Again, I wanted to avoid giving the patient dozens of SNPs or mutations to look at when seeing their risks for complex disorders. I was afraid this would provide more confusion to most patients. If the patient or physician wish to delve deeper into the data they are always able to take the extra time and contact the testing company directly or access their information online.

The last part of the PGR mentions the Mitochondrial Genome. The patient needs to understand that the mitochondrial genome is completely separate from the nuclear genome and why it exists. I did not explain how proteins in mitochondria are derived from both genomes or the specifics of mitochondrial inheritance because these points are not critical for the patient to understand that a defect in the Mitochondrial genome can cause disease.

As a physician, knowing that patients taking the time to read and understand a Patient Handout as a separate document from the PGR might be sporadic at best, I tried to make the PGR a stand-alone product as much as possible- something that someone could look at many, many times and have a clear understanding of all the information presented.

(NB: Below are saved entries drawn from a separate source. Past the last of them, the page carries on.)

PR #2017, opened 2025-11-20
Fix links to diff_drive_controller doc file.

l00p3:
Reading the repo I just found these links not working in the doc for the diff_drive_controller. With relative paths they also should remain specific for the branch.


l00p3:
Uh ok, I thought it has to be read in github itself. My bad. I'll close the request, I'm sorry.

Issue #2027, opened 2025-11-26
[force_torque_sensor_broadcaster] wrench_transformer_node handles target frames as positional arguments


Juliaj:
* It could be interesting to have a node like [tf2_echo](https://github.com/ros2/geometry2/blob/054b8091c5f6f0b33abbac032f54e01f73bda0d0/tf2_ros/src/tf2_echo.cpp#L70-L77), so it would look like something like following
```
ros2 run force_torque_sensor_broadcaster wrench_transformer_node frame1 frame2 --ros-args -r __ns:=fts -r input:=wrench
```

_Originally posted by @saikishor in https://github.com/ros-controls/ros2_controllers/issues/2021#issuecomment-3577856144_

thedevmystic:
Indeed @Juliaj, I also think it could be quite interesting to have a node like *tf2_echo*.

Whadya say, about its current implementation?

vedh1234:
Hi! I’d like to work on this.  
Could you please assign it to me?

vedh1234:
Hi @Juliaj @christophfroehlich!
I've opened a PR for this issue, please do check. 
Happy to receive any feedback.

PR #2040, opened 2025-12-01
Add support for positional target frame arguments for transform wrench node

vedh1234:
This PR adds support for passing target frames as positional CLI arguments to `wrench_transformer_node`, similar to `tf2_echo`. ( Issue #2027 ) Positional arguments override the existing `target_frames` parameter when both are provided.

Includes:
- CLI parsing for non-ROS arguments
- Parameter override logic
- Updated documentation
- Test for positional arguments


force_torque_sensor_broadcaster/doc/userdoc.rst
```diff
@@ -44,11 +44,20 @@ The node subscribes to wrench messages from the broadcaster (either raw or filte
...
+   ros2 run force_torque_sensor_broadcaster wrench_transformer_node frame1 frame2
+
+Target frames may also be set via the ``target_frames`` parameter:
+
+.. code-block:: bash
+
+   ros2 run force_torque_sensor_broadcaster wrench_transformer_node \
+     --ros-args -p target_frames:="['frame1','frame2']"
+
+Positional arguments override the parameter value when both are provided.
```
thedevmystic, line 61: I would suggest why don't we keep the standalone executable comment too, and introduce tf2_echo frames option as an "option". So that previous usage of the controller can be still used. And the previous documentation is still valid.

force_torque_sensor_broadcaster/src/wrench_transformer.cpp
```diff
@@ -186,8 +187,17 @@ void WrenchTransformer::setup_publishers()
...
+  std::vector<std::string> target_frames_cli;
+  for (size_t i = 1; i < non_ros_args.size(); ++i)
+  {
+    target_frames_cli.push_back(non_ros_args[i]);
+  }
   rclcpp::NodeOptions options;
+  if (!target_frames_cli.empty())
+  {
+    options.append_parameter_override("target_frames", rclcpp::ParameterValue(target_frames_cli));
+  }
```
thedevmystic:
```suggestion
  std::vector<std::string> target_frames_args;
  for (size_t i = 1; i < non_ros_args.size(); ++i)
  {
    target_frames_args.push_back(non_ros_args[i]);
  }
   rclcpp::NodeOptions options;
  if (!target_frames_args.empty())
  {
    options.append_parameter_override("target_frames", rclcpp::ParameterValue(target_frames_args));
  }
```

Here I think, `target_frames_args` is more suitable choice, as it clearly say that it is not a cli but a argument that comes from the cli.

thedevmystic (commented):
Phenomenal job on adding this features. Appreciate it, @vedh1234

force_torque_sensor_broadcaster/src/wrench_transformer.cpp
vedh1234: Hi, thanks for the suggestion. You are right and I have updated it please check.

thedevmystic: Great work!

force_torque_sensor_broadcaster/doc/userdoc.rst
vedh1234: The node cannot run without specifying target_frames (it throws an initialization error). I saw the tf2_echo doc which also mentions frame usage, that's why I thought of adding it and removing the older comment. So do you think it's still valid to keep the standalone executable comment or we are supposed to add what successfully runs ?

thedevmystic: If the older implementation of force_torque_sensor_broadcaster can run without specifying the tf_echo argument.

Then, I think we shouldn't throw an error if it is missing.

We should introduce `tf_echo` as an "option", not a requirement. To keep the backward compatibility, when tf_echo wasn't introduced.

Am I missing something, if so, feel free to inform me.

thedevmystic: If the older implementation of force_torque_sensor_broadcaster can run without specifying the tf_echo argument.

Then, I think we shouldn't throw an error if it is missing.

We should introduce tf_echo as an "option", not a requirement. To keep the backward compatibility, when tf_echo wasn't introduced.

We should make it optional, by providing a default value when none is provided, but currently it is a requirement. This will break the usage of old existing users.

Am I missing something, if so, feel free to inform me.

vedh1234: Thanks for the clarification!

Just to confirm — the previous implementation of wrench_transformer_node also required target_frames to be non-empty. The parameter had a not_empty<> validator, so launching the node without specifying target_frames already resulted in a parameter validation error.

So the node was never runnable without frames — only the documentation implied it.

This PR doesn’t change that requirement, it just adds an additional way (positional args) to provide the same frames. The parameter-based approach is still fully supported and backward compatible.

thedevmystic: Thanks for clarification.

But this means the `not_empty<>` is incorrect, as the original documentation explicitly said, it can be used as an standalone executable, without specifying the target frames. As also target frames is initialized as empty list (default value). I think it is a long run inconsistency.

Because, something that is forbidden to be empty, can't have a default value.

---

### Orginal documentation:

The package provides a standalone ROS 2 node wrench_transformer_node that transforms wrench messages published by the ForceTorqueSensorBroadcaster controller to different target frames using TF2. This is useful when applications need force/torque data in coordinate frames other than the sensor frame.

The node subscribes to wrench messages from the broadcaster (either raw or filtered) and publishes transformed versions to separate topics for each target frame.

Usage
The wrench transformer node can be launched as a standalone executable:

```bash
ros2 run force_torque_sensor_broadcaster wrench_transformer_node
```

---

As we can see, we don't need to specify target frames, do we?

So, I think `wrench_transformer_node` was intended to be used without explicit `target_frames`. And `tf_echo` is a option, not an requirement.

So, i think we should remove the validation, as default value is provided, if it is empty.

```yaml
force_torque_wrench_transformer:
  target_frames: {
    type: string_array,
    default_value: [],
    description: "...",
    # validation: {
    #   not_empty<>: null
    # }
  }
```

What do you say, @vedh1234?

christophfroehlich: what would be the usage of the wrench_transformer_node without target frames? that was not the original intention. The current state of the documentation fixes this, thanks!

thedevmystic: Okay, so it was the other way around. The documentation was incorrect, and the implementation was right. I was thinking the documentation is correct, and implementation has inconsistency. Thanks for clarification, @christophfroehlich.

christophfroehlich:
why not using both?

saikishor:
> why not using both? 

Sure.

saikishor (approved):

PR #95, opened 2025-03-27
Add back the `solana_sdk::transaction_context` module

jstarry:
By removing the `transaction_context` module we limit ourselves to only being able to release `solana-sdk` as a major version bump. I think it could be nice to relieve ourselves of that limitation by keeping the module for now and removing it later.


joncinque (commented):
This seems to be missing the actual transaction-context crate. Can you add that back in?

joncinque (approved):
Oh sorry, never mind, you're using the version from crates.io, I misunderstood. Looks great!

With tens of millions of patients and primary care doctors seeing 20+ patients per day, I do not see any realistic way that whole genome sequencing will become consistently used in mainstream medical practice without the use of something very similar to the PGR.

Claims

1. The Personlized Genome Report (the PGR) is a business process I created that puts the information for a patient's genome into a paper format that the doctor can hold in his/her hand and tell the patient what their genetic risks are for many different diseases. It is the first comprehensive genetic report, using information from a patient's DNA, RNA, methylation and protein structures, on paper to give the patient risk information on the major areas of disease and illness. The PGR gives the physician the ability with using a paper format to quickly and specifically tell the patient what their risks are for single gene disorders and complex gene disorders/common diseases. The PGR also contains information on what medication allergies and environmental allergies the patient has and disease information on the mitochondrial genome. Absolute risk and relative risk values are included in the PGR. There is no information regarding specific gene mutations or gene variants on the PGR. The PGR is specifically designed to avoid confusion and only give the doctor and patient information regarding risk of disease. The common diseases are listed with ICD-9 codes which are the disease codes that doctors use with charting and billing insurances. In the future in the PGR we will use ICD-10 codes, ICD-11 and so forth to use same coding the doctors will use for billing purposes.